=== Section Start ===
PR #376, opened 2018-10-02
Update/cleanup all gems

MikeMcQuaid:
Also, remove unnecessary `spec_helper` code after gem updates.


MikeMcQuaid:
Have added @dependabot to this repository for doing this automatically in future.

PR #377, opened 2018-10-03
Update bundle help text

EricFromCanada:
Fix a few inconsistencies and append colons to command specs.

### DIFF
--- a/cmd/brew-bundle.rb
+++ b/cmd/brew-bundle.rb
@@ -1,43 +1,45 @@
 #:  * `bundle` <command>:
 #:    Bundler for non-Ruby dependencies from Homebrew.
 #:
-#:    `bundle` [`install`] [`-v`|`--verbose`] [`--no-upgrade`] [`--file=`<path>|`--global`]:
+#:    `brew bundle` [`install`] [`-v`|`--verbose`] [`--no-upgrade`] [`--file=`<path>|`--global`]:
 #:    Install or upgrade all dependencies in a Brewfile.
 #:
-#:    `brew bundle dump` [`--force`] [`--describe`] [`--file=`<path>|`--global`]
+#:    `brew bundle dump` [`--force`] [`--describe`] [`--file=`<path>|`--global`]:
 #:    Write all installed casks/formulae/taps into a Brewfile.
 #:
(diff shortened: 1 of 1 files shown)


colindean:
I'm not sure how I feel about the colons but I'm cool with all of the other changes.

EricFromCanada:
This PR relates to Homebrew/brew#5027.

jacobbednarz:
I'd be happy waiting to see what `Homebrew/brew` does and if it's accepted there, merge it in here.

cmd/brew-bundle.rb
```diff
@@ -1,43 +1,45 @@
...
-#:    If `--no-upgrade` is passed, don't run `brew upgrade` outdated dependencies.
+#:    If `--no-upgrade` is passed, don't run `brew upgrade` on outdated dependencies.
 #:    Note they may still be upgraded by `brew install` if needed.
 #:
 #:    If `--force` is passed, uninstall dependencies or overwrite an existing Brewfile.
 #:
 #:    If `--zap` is passed, casks will be removed using the `zap` command instead of `uninstall`.
 #:
-#:    If `--file=<path>` is passed, the Brewfile path is set accordingly
+#:    If `--file=`<path> is passed, the Brewfile path is set accordingly.
```
jacobbednarz: I think this should stay as `--file=<path>`

EricFromCanada: This change is because when `brew man` is run, `ronn`'s `--markdown` option converts all angle bracketed `<words>` to `<var>words</var>`, which `man.rb` then converts to backticks. As it's already surrounded by backticks in the source, this causes a backticked word to appear inside a backticked word, resulting in two backticks next to each other, which appear as two literal backticks in the man page's HTML version. There is currently an ugly hack in `man.rb` that prevents this from happening, but the original markup above results in "path" appearing as regular text, instead of monospaced.

jacobbednarz: Thanks for the explanation @EricFromCanada!

MikeMcQuaid:
Let's hold off merging this until https://github.com/Homebrew/brew/pull/5027 👍

MikeMcQuaid:
Thanks again @EricFromCanada!

PR #410, opened 2018-12-13
dumper: fix dumping cask requirements.

MikeMcQuaid:
Ensure that we strip the tap section so they are dumped properly.

### DIFF
--- a/lib/bundle/brew_dumper.rb
+++ b/lib/bundle/brew_dumper.rb
@@ -39,7 +39,9 @@ module Bundle
     end
 
     def cask_requirements
-      formulae.map { |f| f[:requirements].map { |req| req["cask"] } }.flatten.compact.uniq
+      formulae.flat_map do |f|
+        f[:requirements].map { |req| req["cask"]&.split("/")&.last }
+      end.compact.uniq
     end
 
     def formula_names


lib/bundle/dumper.rb
```diff
@@ -15,7 +15,8 @@ def can_write_to_brewfile?(brewfile_path)
     def build_brewfile
       content = []
       content << TapDumper.dump
-      casks_required_by_formulae = BrewDumper.cask_requirements
+      casks_required_by_formulae =
+        BrewDumper.cask_requirements.map {|cask| cask.split("/").last}
```
colindean: This is the only usage of `BrewDumper#cask_requirements` outside of tests.
```
$ rg cask_requirements
spec/bundle/brew_dumper_spec.rb
403:      expect(dumper.cask_requirements).to eq %w[bar]

lib/bundle/dumper.rb
18:      casks_required_by_formulae = BrewDumper.cask_requirements

lib/bundle/brew_dumper.rb
41:    def cask_requirements
```
 This transformation _could_ be inside of that method instead of here. I'd say that a pair of methods, `cask_requirements` and `cask_requirements_with_taps` would suffice, but YAGNI leads me away from that.

I think I'd like to see a test for this, too. I think that would adequately document the expected behavior of the method. It could be around `spec/bundle/brew_dumper_spec.rb:403` or thereabouts.

MikeMcQuaid: > This transformation could be inside of that method instead of here.

Done 👍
=== Section End ===
### WHAT IS REQUIRED
Every record should be given again without alteration.

### ANSWER TO THIS TASK
PR #376, opened 2018-10-02
Update/cleanup all gems

MikeMcQuaid:
Also, remove unnecessary `spec_helper` code after gem updates.


MikeMcQuaid:
Have added @dependabot to this repository for doing this automatically in future.

PR #377, opened 2018-10-03
Update bundle help text

EricFromCanada:
Fix a few inconsistencies and append colons to command specs.

### DIFF
--- a/cmd/brew-bundle.rb
+++ b/cmd/brew-bundle.rb
@@ -1,43 +1,45 @@
 #:  * `bundle` <command>:
 #:    Bundler for non-Ruby dependencies from Homebrew.
 #:
-#:    `bundle` [`install`] [`-v`|`--verbose`] [`--no-upgrade`] [`--file=`<path>|`--global`]:
+#:    `brew bundle` [`install`] [`-v`|`--verbose`] [`--no-upgrade`] [`--file=`<path>|`--global`]:
 #:    Install or upgrade all dependencies in a Brewfile.
 #:
-#:    `brew bundle dump` [`--force`] [`--describe`] [`--file=`<path>|`--global`]
+#:    `brew bundle dump` [`--force`] [`--describe`] [`--file=`<path>|`--global`]:
 #:    Write all installed casks/formulae/taps into a Brewfile.
 #:
(diff shortened: 1 of 1 files shown)


colindean:
I'm not sure how I feel about the colons but I'm cool with all of the other changes.

EricFromCanada:
This PR relates to Homebrew/brew#5027.

jacobbednarz:
I'd be happy waiting to see what `Homebrew/brew` does and if it's accepted there, merge it in here.

cmd/brew-bundle.rb
```diff
@@ -1,43 +1,45 @@
...
-#:    If `--no-upgrade` is passed, don't run `brew upgrade` outdated dependencies.
+#:    If `--no-upgrade` is passed, don't run `brew upgrade` on outdated dependencies.
 #:    Note they may still be upgraded by `brew install` if needed.
 #:
 #:    If `--force` is passed, uninstall dependencies or overwrite an existing Brewfile.
 #:
 #:    If `--zap` is passed, casks will be removed using the `zap` command instead of `uninstall`.
 #:
-#:    If `--file=<path>` is passed, the Brewfile path is set accordingly
+#:    If `--file=`<path> is passed, the Brewfile path is set accordingly.
```
jacobbednarz: I think this should stay as `--file=<path>`

EricFromCanada: This change is because when `brew man` is run, `ronn`'s `--markdown` option converts all angle bracketed `<words>` to `<var>words</var>`, which `man.rb` then converts to backticks. As it's already surrounded by backticks in the source, this causes a backticked word to appear inside a backticked word, resulting in two backticks next to each other, which appear as two literal backticks in the man page's HTML version. There is currently an ugly hack in `man.rb` that prevents this from happening, but the original markup above results in "path" appearing as regular text, instead of monospaced.

jacobbednarz: Thanks for the explanation @EricFromCanada!

MikeMcQuaid:
Let's hold off merging this until https://github.com/Homebrew/brew/pull/5027 👍

MikeMcQuaid:
Thanks again @EricFromCanada!

PR #410, opened 2018-12-13
dumper: fix dumping cask requirements.

MikeMcQuaid:
Ensure that we strip the tap section so they are dumped properly.

### DIFF
--- a/lib/bundle/brew_dumper.rb
+++ b/lib/bundle/brew_dumper.rb
@@ -39,7 +39,9 @@ module Bundle
     end
 
     def cask_requirements
-      formulae.map { |f| f[:requirements].map { |req| req["cask"] } }.flatten.compact.uniq
+      formulae.flat_map do |f|
+        f[:requirements].map { |req| req["cask"]&.split("/")&.last }
+      end.compact.uniq
     end
 
     def formula_names


lib/bundle/dumper.rb
```diff
@@ -15,7 +15,8 @@ def can_write_to_brewfile?(brewfile_path)
     def build_brewfile
       content = []
       content << TapDumper.dump
-      casks_required_by_formulae = BrewDumper.cask_requirements
+      casks_required_by_formulae =
+        BrewDumper.cask_requirements.map {|cask| cask.split("/").last}
```
colindean: This is the only usage of `BrewDumper#cask_requirements` outside of tests.
```
$ rg cask_requirements
spec/bundle/brew_dumper_spec.rb
403:      expect(dumper.cask_requirements).to eq %w[bar]

lib/bundle/dumper.rb
18:      casks_required_by_formulae = BrewDumper.cask_requirements

lib/bundle/brew_dumper.rb
41:    def cask_requirements
```
 This transformation _could_ be inside of that method instead of here. I'd say that a pair of methods, `cask_requirements` and `cask_requirements_with_taps` would suffice, but YAGNI leads me away from that.

I think I'd like to see a test for this, too. I think that would adequately document the expected behavior of the method. It could be around `spec/bundle/brew_dumper_spec.rb:403` or thereabouts.

MikeMcQuaid: > This transformation could be inside of that method instead of here.

Done 👍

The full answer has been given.